Astronomers using the James Webb Space Telescope (JWST) have zoomed in on the faint and dusty rings around Uranus — and they are magnificent.
Located near the frigid edge of the solar system an average of 1.8 billion miles (2.9 billion kilometers) from the sun, Uranus is not often thought of as a ringed world, mainly because the icy planet is far too distant and faint to be seen from Earth with the naked eye. The same is doubly true for Uranus' 13 rings of ice and dust — most of which are so faint that astronomers couldn't confirm their existence until the Voyager 2 spacecraft made a close flyby of the planet in 1986, according to NASA (opens in new tab).
Related: 25 jaw-dropping James Webb Space Telescope images
Even through the powerful lens of the JWST — which is already famous for peering across the cosmos into the oldest galaxies and black holes in the universe — only 11 of Uranus' 13 known rings are visible. The planet's two outermost rings are so faint that they were only discovered by the Hubble Space Telescope in 2007, when the planet tilted in such a way relative to Earth that all its rings overlapped, according to NASA. It'll be another few decades before astronomers get another view like that; Uranus is the only planet that rotates on its side, rolling around the sun like a ball once every 84 years. That means Earth only gets to see the rare, edge-on view of Uranus' rings once every 42 years.
Uranus' unique orbit also means that its north pole — seen in this image as a bright region on the planet's right side — experiences many years of direct sunlight, followed by just as many years of total darkness. It's currently spring for Uranus' north pole, with summer scheduled to begin in 2028; meanwhile, the planet's south pole is angled off toward the darkness of space, totally invisible to Earth.
Last September, astronomers turned the JWST toward Neptune — Uranus' neighbor, and the most distant planet from the sun — to reveal that it too is surrounded by shimmering rings that are far too faint to see with the naked eye.
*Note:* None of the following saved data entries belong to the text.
Issue #1965, opened 2022-02-25
edge artifacts of `MaterialGrid`


oskooi:
There seems to be unwanted artifacts along the outer edges of a `MaterialGrid` which could introduce errors into a simulation. This can be demonstrated by using `plot2D` to visualize a `MaterialGrid` in a 2d cell consisting of a linear interpolation along a single direction of `medium1` (index `n1`) and `medium2` (index `n2`). The edge artifacts are independent of the `resolution`. The edge artifacts seem to disappear when the `MaterialGrid` is defined as the `default_medium` (rather than a `Block` object) which suggests there is probably a bug in the interpolation for grid voxels near the edges.

(Possibly related to #1399.)

![matgrid_graded_res50_101_101](https://user-images.githubusercontent.com/7152530/155806990-a85ed214-abc6-4a68-8b62-6a2696a215e8.png)

![matgrid_graded_res67_135_135](https://user-images.githubusercontent.com/7152530/155807204-d8e0fbca-be4c-447b-9f4f-e6c45a8b9ca3.png)

![matgrid_graded_default_material_res100_201_201](https://user-images.githubusercontent.com/7152530/155807039-e149c79f-6a2f-4127-8504-8da2f78c3b3c.png)

```py
import meep as mp
import numpy as np
import matplotlib
matplotlib.use('agg')
import matplotlib.pyplot as plt

resolution = 50

cell_size = mp.Vector3(2,2,0)

Nx = 101
Ny = 101
lin_interp = np.linspace(0,1,Nx)
weights = np.tile(lin_interp,(Ny,1))
mat_interp = mp.MaterialGrid(mp.Vector3(Nx,Ny,0),
                             mp.Medium(index=1.5),
                             mp.Medium(index=3.5),
                             weights=weights)

geometry = [mp.Block(material=mat_interp,
                     center=mp.Vector3(),
                     size=mp.Vector3(1,1,0))]

sim = mp.Simulation(cell_size=cell_size,
                    resolution=resolution,
                    geometry=geometry)

sim.plot2D()
plt.title('resolution = {}, (Nx,Ny) = ({},{})'.format(resolution,Nx,Ny))
plt.savefig('matgrid_graded_res{}_{}_{}.png'.format(resolution,Nx,Ny),
            bbox_inches='tight',
            dpi=150)
```

smartalecH:
[...]

PR #3279, opened 2026-08-25
Smooth a MaterialGrid object's own boundary, not just its level set

jin-castle:
`do_averaging=True` promises subpixel smoothing for a `MaterialGrid`, but a
material grid's own object boundary never gets it. In 3d the top and bottom
faces of a design slab — the interfaces that set the vertical confinement of
every strip-waveguide design — stay staircased at every resolution, no matter
what `do_averaging` is set to.

One commit for the defect, a second that adds symmetry-invariance and
anisotropic-media coverage this path never had.

> Split from the original version of this PR at review request: the
> graded-medium harmonic average and the quadrature skip that depends on it are
> a separate defect in the same file and will follow as their own PR.

## The material-grid fallback is the only smoothing path that cannot see an object boundary

There are two paths. `eff_chi1inv_matrix()` calls `get_front_object()` and, if
that succeeds, averages two materials across the object's boundary using its
normal and the pixel's filling fraction. If it fails, `fallback_chi1inv_row()`
integrates along a level set instead.

`get_front_object()` rejected any pixel touching a variable material:

```cpp
if ((o1 && is_variable(o1->material)) || (o2 && is_variable(o2->material)) || ...)
  return false;
```

So a material-grid object's own boundary never reached the first path. And the
fallback takes its normal from `∇u` alone for a grid while a user material
function gets it from `normal_vector()` and integrates `chi1p1()` — both of
which sample the actual material and therefore already see the object boundary.
**Only the material-grid branch is blind to it.**

For an `(n, n, 1)` grid `∇u` has no z component at all. The slab's z faces are
not in the design level set; they are the object's boundary. Nothing in either
path was smoothing them. Those faces do not exist in 2d, and every adjoint test
upstream is 2d or cylindrical, which is why this survived.

### Why the front material may be a grid and the back material may not

The average needs one material that is constant over the pixel to act as the
background, and one boundary with a normal and a filling fraction. `mat_behind`
must therefore stay constant — a variable material there is still rejected.
`mat_front` need not be: the boundary being averaged is the object's own level
set, and the grid can be evaluated at a point before averaging.

Which point matters. The pixel center can sit on the far side of the boundary,
and that is exactly where a `MaterialGrid` is evaluated on its mirrored
extension. For a planar cut of a pixel of size `h` with inside fraction `fill`,
the centroid of the inside part lies `(1-fill)*h/2` from the center along the
inward normal. libctl does not fix the normal's orientation, so both candidates
are tried and the one `point_in_fixed_objectp()` accepts is kept.

Interior pixels must go back to the fallback. A pixel with `fill = 1` has no
boundary in it; averaging it would return the unsmoothed material and silently
disable level-set smoothing across the whole design region. Those are handed
back.

### Changes

1. **Narrow the rejection in `get_front_object()`** to what actually breaks the
   average, and move it after the front/behind assignment so it can distinguish
   the two. A material grid is admissible as the front object's own material
   (not as `default_material`, which has no boundary to average) when
   `do_averaging` is set; `front_is_matgrid` tells the caller to localize it.
2. **`inside_sample_point()`** — evaluate the grid at the centroid of the inside
   part of the pixel, per the derivation above.
3. **Boundary pixels only.** `fill >= 1 - 1e-6` returns `fallback = true`;
   `fill <= 1e-6` takes the no-average path.
4. **Defer the metal test for a front-side grid** until after localization.
   `is_metal()` reads the grid's `medium`, which before `get_material_pt()`
   still holds the previous pixel's interpolation. `mat_behind` is never a grid,
   so its test stays where it was.

## Tests

`TestObjectBoundarySmoothing` in `python/tests/test_subpixel_3d.py`. Filling
`weights` with a constant removes the in-plane level set entirely, leaving the
block's six faces as the only material interfaces — so whatever smoothing the
grid gets there must be the smoothing an ordinary `Medium` block of the same
epsilon gets.

- z profiles across the slab's faces agree with the equivalent plain block to
  `1e-8`;
- the `do_averaging` on/off difference exceeds 0.5, which guards the first
  assertion against passing because both sides are staircased — before this
  commit that difference was identically zero;
- an interior ramp must still show an on/off difference, which is the guard
  that interior pixels are not swallowed by the `fill = 1` boundary path.

A second commit adds coverage for two regimes this path never had tests for:

- **`symmetries` invariance** — the smoothed epsilon assembly is identical with
  and without `mp.Mirror(mp.Y)` for a mirror-symmetric design (measured
  3.6e-15, at `beta=inf` and `beta=0`). Structure only: the adjoint gradient
  under `symmetries` has its own independent, pre-existing defect that nothing
  here touches.
- **Anisotropic media** — a uniform grid of anisotropic media gets the same
  analytic boundary average as a plain block of the interpolated anisotropic
  epsilon (identical to the last bit — same code path), with an on/off guard
  showing the average engages; and in the interior, where the level-set
  fallback deliberately declines anisotropic pixels (its 1d normal average is
  scalar), `do_averaging` is pinned as a finite no-op rather than a
  half-applied average.

One CI note: the MPI jobs initially tripped on
`test_gradient_matches_fd_with_smoothing` — an existing test from #3263 that
holds fd/adjoint to 1%. The excess is the chunk-dependence of the adjoint
gradient that #3274 fixes. After splitting this boundary-only change from the
graded-harmonic work, the two-rank case differs by 10.29% in both precisions;
it vanishes on this branch merged with #3274's head. Until #3274 lands, the
parallel assertion is bounded at 0.11 — still far below the 70–100%
disagreement the test guards against — and the serial assertion keeps its 1%.

Also checked against the pending #3277, since both touch `meepgeom.cpp`: the
merge is conflict-free and both sides' suites pass on the combined build,
including #3277's `test_adjoint_symmetric_grids` (3/3) and
`test_adjoint_adjacent_grids` (5/5). One composition result worth recording: a
`MaterialGrid` overlapped with a mirrored copy of itself (`U_MEAN`, the #1984
pattern) assembles the same smoothed epsilon as a single grid carrying the
explicitly averaged weights, to 2.7e-15.

## What would falsify this

If the uniform-grid z profile does not match the equivalent block, the
localization point or the filling fraction is wrong. If the interior ramp's
on/off difference collapses, interior pixels are being averaged against
`fill = 1` and level-set smoothing is gone. Both are asserted, so the tests are
the falsifier.

## Not addressed

**#1965** (edge artifacts that vanish when the grid is `default_material`
rather than a `Block`) may have the same root as this commit, but I have not
confirmed it.

cc @smartalecH @stevengj

### DIFF
--- a/src/meepgeom.cpp
+++ b/src/meepgeom.cpp
@@ -919,11 +919,16 @@ double geom_epsilon::chi1p1(meep::field_type ft, const meep::vec &r) {
 /* Find frontmost object in v, along with the constant material behind it.
    Returns false if material behind the object is not constant.
 
+   A material grid may be returned as the *front* material, in which case
+   front_is_matgrid is set and the caller must evaluate it at a point before
+   averaging; see eff_chi1inv_matrix().
+
    Requires moderately horrifying logic to figure things out properly,
    stolen from MPB. */
 static bool get_front_object(const meep::volume &v, geom_box_tree geometry_tree, vector3 &pcenter,
                              const geometric_object **o_front, vector3 &shiftby_front,
-                             material_type &mat_front, material_type &mat_behind) {
+                             material_type &mat_front, material_type &mat_behind,
+                             bool &front_is_matgrid) {
   vector3 p;
   const geometric_object *o1 = 0, *o2 = 0;
   vector3 shiftby1 = {0, 0, 0}, shiftby2 = {0, 0, 0};
@@ -1009,9 +1014,8 @@ static bool get_front_object(const meep::volume &v, geom_box_tree geometry_tree,
     shiftby2 = shiftby1;
   }
 
-  if ((o1 && is_variable(o1->material)) || (o2 && is_variable(o2->material)) ||
-      ((is_variable(default_material) || is_file(default_material)) &&
-       (!o1 || is_file(o1->material) || !o2 || is_file(o2->material))))
+  if ((is_variable(default_material) || is_file(default_material)) &&
+      (!o1 || is_file(o1->material) || !o2 || is_file(o2->material)))
     return false;
 
   if (id1 >= id2) {
@@ -1029,7 +1033,51 @@ static bool get_front_object(const meep::volume &v, geom_box_tree geometry_tree,
     mat_front = mat2;
     mat_behind = mat1;
   }
+
+  /* A variable material is not constant over the pixel, so it cannot serve as
+     the *background* of the two-material average.  As the material of the front
+     object a material grid still can: the object's boundary is an ordinary
+     level set, and the caller localizes the grid before averaging.  Rejecting
+     it here as well -- which is what this routine used to do -- meant the
+     boundary of a material-grid object never reached the analytic smoothing at
+     all, so in 3d the top and bottom faces of a design slab stayed staircased
+     no matter what do_averaging was set to.
+
+     A user material function needs no such help: its fallback derives the
+     normal from normal_vector() and integrates chi1p1(), both of which sample
+     the actual material and therefore already see the object boundary.  Only
+     the material-grid fallback is blind to it, because matgrid_grad() and the
+     1d level-set integral that replace them know about u alone. */
+  if (is_variable(mat_behind)) return false;
+  if (is_variable(mat_front)) {
+    if (!is_material_grid(mat_front)) return false;
+    /* only a grid carried by the front object itself has a boundary to average
+       across; a material-grid default_material does not */
+    if (!*o_front || (material_type)(*o_front)->material != mat_front) return false;
+    if (!mat_front->do_averaging) return false;
+    front_is_matgrid = true;
+  }
   return true;
+}
+
+/* Pick the point at which to evaluate a material grid that fills only part of a
+   pixel.  The pixel center can sit on the far side of the object boundary --
+   where a material grid is evaluated on its mirrored extension -- so step to
+   the centroid of the part that is inside: for a planar cut of a pixel of size
+   h with inside fraction `fill`, that centroid lies (1-fill)*h/2 from the
+   center along the inward normal.  The normal's orientation is not fixed by
+   libctl, so try both and keep the candidate that is actually inside.  Returns
+   a lab-frame point. */
+static meep::vec inside_sample_point(const meep::volume &v, const geometric_object &o,
+                                     vector3 shiftby, vector3 normal, double fill) {
+  vector3 center = vec_to_vector3(v.center());
+  vector3 local = vector3_minus(center, shiftby);
+  double step = 0.5 * (1 - fill) * v.diameter();
+  for (int s = 1; s >= -1; s -= 2) {
+    vector3 q = vector3_plus(local, vector3_scale(s * step, normal));
+    if (point_in_fixed_objectp(q, o)) return vector3_to_vec(vector3_plus(q, shiftby));
+  }
+  return v.center();
 }
 
 void geom_epsilon::eff_chi1inv_row(meep::component c, double chi1inv_row[3], const meep::volume &v,
@@ -1071,6 +1119,7 @@ void geom_epsilon::eff_chi1inv_matrix(meep::component c, symm_matrix *chi1inv_ma
   symm_matrix meps;
   vector3 p, shiftby, normal;
   fallback = false;
+  bool front_is_matgrid = false;
 
   if (maxeval == 0) {
   noavg:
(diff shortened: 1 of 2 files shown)


lxvm:
This would be a nice feature to have since the workaround of defining a 3d material grid to smooth out the normal boundaries of a 2d design region with finite thickness could cause you to run out of memory when doing parallel meep calculations since you would have to load a large 3d material grid onto each process

src/meepgeom.cpp
```diff
@@ -1251,7 +1339,7 @@ static number matgrid_inveps_func(int n, number *x, void *mgva_) {
   double u_proj = 0, w = 0;
   matgrid_volavg *mgva = (matgrid_volavg *)mgva_;
   get_uproj_w(mgva, x[0], u_proj, w);
-  return w * ((1 - u_proj) / mgva->eps1 + u_proj / mgva->eps2);
+  return w / ((1 - u_proj) * mgva->eps1 + u_proj * mgva->eps2);
```
smartalecH: This isn't related to the core PR goal (smooth MG boundaries), right? The native cpp MG smoothing code indeed needs to be revamped, but I think we should do that separately.

src/meepgeom.cpp
```diff
@@ -1108,6 +1162,23 @@ void geom_epsilon::eff_chi1inv_matrix(meep::component c, symm_matrix *chi1inv_ma
 
   double fill = box_overlap_with_object(pixel, *o, tol, maxeval);
 
+  if (front_is_matgrid) {
```
smartalecH, line 1165: I'm not sure this part will properly get reflected in the $\frac{dA}{du}$ part of the adjoint's recombination step (currently uses a finite difference over the smoothing routine... but not sure _this_ part of the smoothing routine). Can we do some additional gradient checks to see?

src/meepgeom.cpp
jin-castle: Right on both counts — separate defect, separate PR. I've split it.

**Stays here** (`124554c9`, `4967bd35`, and the two follow-ups): the
`get_front_object()` / `eff_chi1inv_matrix()` change that lets a grid object's
own boundary reach the two-material average, its `TestObjectBoundarySmoothing`
cases, and the symmetry-invariance and anisotropic-media coverage.

**Moves out** (`ccbb655a`, `28cb1512`): the `matgrid_inveps_func` integrand and
the "skip the quadrature when no interface crosses the voxel" shortcut, which
only becomes safe once that integrand is continuous. I'll open them as a
follow-up against master.

One test crosses the line and I want to flag it rather than have it look like a
silent revert: `test_interior_level_set_is_still_smoothed` goes back to its
original form in this PR, and the rewrite of it — the one that distinguishes a
projected (β=∞) ramp, which keeps a real interface in the interior, from an
unprojected (β=0) ramp, which does not — travels with the follow-up, since it
is asserting the behaviour that only exists there.

The split is exact: the two branches applied in sequence reproduce this PR's
tree byte-for-byte, so nothing is being quietly dropped or rewritten in the
process. On a clean MPI-enabled double-precision build of the reduced branch,
`test_subpixel_3d.py` is 11/11 and `test_material_grid.py` 3/3 — the same
subpixel count as before the split, because the one test whose assertion
depended on the follow-up reverts along with it.

For the follow-up PR's benefit rather than this one's, the short version of why
that one line is not cosmetic: `matgrid_inveps_func` integrates
`(1-u)/eps1 + u/eps2`, the inverse of a *binary mixture*, which is the right
quantity only at `u ∈ {0,1}`. The medium the surrounding code assembles at an
interior node is the graded one, `(1-u)*eps1 + u*eps2`. The gap between them
keeps the anisotropic correction finite as `|∇u| → 0`, so the assembled epsilon
is discontinuous in the design weights at the `|∇u| < 1e-8` gate — which is why
it surfaces as a gradient error rather than a small bias. For weights projected
upstream (SSP at β=∞, where 64 % of nodes sit exactly at 0 or 1) the directional
FD error goes 6.6 % → 0.094 % at `dp=1e-3` and 47.5 % → 0.003 % at `dp=3e-3`;
conic-filtered (smooth) weights go 1.8 % → 0.033 %; the `do_averaging=False`
control is 0.000 % before and after. That belongs in its own thread with its own
tests, and it sounds like it overlaps whatever revamp you have in mind, so I'd
rather it be discussed there than bolted onto this one.

lxvm:
I tested this pr on a 3d meep simulation with a vertical grating coupler geometry defined by 2d material grids and got a noticeable 3x accuracy improvement in the calculation of the coupling coefficient compared to before this pr with `do_averaging=False` for the material grid. However, using this PR and `do_averaging=True` introduces a very large error in the adjoint gradient around the boundaries of the grating coupler that renders it impractical for optimization. I haven't tested to find out if the error is also present with `do_averaging=True` and without this pr.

While they may look sheer and solid in telescope images like these, planetary rings are actually made of billions of fragments of icy rocks, some as large as boulders and others as tiny as dust motes. Scientists aren't sure how planetary rings form, but the process likely began around the same time as the solar system's formation, when our cosmic neighborhood was a chaotic collective of rocky chunks, according to the University of Colorado at Boulder (opens in new tab).